**WHAT YOU HAVE TO DO**
Keyword search on "done": report each line of the records that contains it.

Stored items:

PR #134, opened 2019-04-24
Import basics on modalities from HoTT-Agda

felixwellen:
Define modalities and prove the following basic facts:

* Modalities preserve equivalences

* Pi types of modal dependent types are modal

* Sigmas of modal dependent types on a modal type are modal

### DIFF
--- a/Cubical/Modalities/Everything.agda
+++ b/Cubical/Modalities/Everything.agda
@@ -1,0 +1,4 @@
+{-# OPTIONS --cubical --safe #-}
+module Cubical.Modalities.Everything where
+
+open import Cubical.Modalities.Modality public
--- a/Cubical/Modalities/Modality.agda
+++ b/Cubical/Modalities/Modality.agda
@@ -1,0 +1,165 @@
+{-# OPTIONS --cubical --safe #-}
+module Cubical.Modalities.Modality where
+
+{-
+  translated from
+  https://github.com/HoTT/HoTT-Agda/blob/master/core/lib/types/Modality.agda
+-}
+
+open import Cubical.Core.Everything
+open import Cubical.Foundations.Everything
+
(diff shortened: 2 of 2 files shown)


jonsterling:
Excellent! Funnily enough, I just spent the day getting owned by being confused about how modalities work :laughing:

felixwellen:
I'm happy to discuss modalities next week, when I'm back in Pittsburgh. There is also a lot to formalize, I just did some basics. I guess I should make a list and open an issue.

felixwellen:
I should have had coffee first;)

Alizter:
LGTM I think the next thing to do would be to redefine truncations in terms of modalities. That will act as a test case if you will.

felixwellen:
I see three things that could be done (concerning truncations):
1) Show that the (already defined) truncations are modalities.
2) Define truncations as nullification modalities.
3) Show that these two are the same.
The first one could be based directly on this PR. It might be a good idea to prove a suitable characterization of modalities first. Everyone is welcome to do this - I will work on other things first.
I'm still working on the localization/nullification needed for 2) (and indirectly for 3). I certainly don't insist on doing this alone...

mortberg:
> I see three things that could be done (concerning truncations):
> 
>     1. Show that the (already defined) truncations are modalities.
> 
>     2. Define truncations as nullification modalities.
> 
>     3. Show that these two are the same.
>        The first one could be based directly on this PR. It might be a good idea to prove a suitable characterization of modalities first. Everyone is welcome to do this - I will work on other things first.
>        I'm still working on the localization/nullification needed for 2) (and indirectly for 3). I certainly don't insist on doing this alone...

Great! How about making issues for each of these? That way you or someone else can assign themselves and the specific project can be discussed in the issue.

**TASK RESPONSE**
I see three things that could be done (concerning truncations):
> I see three things that could be done (concerning truncations):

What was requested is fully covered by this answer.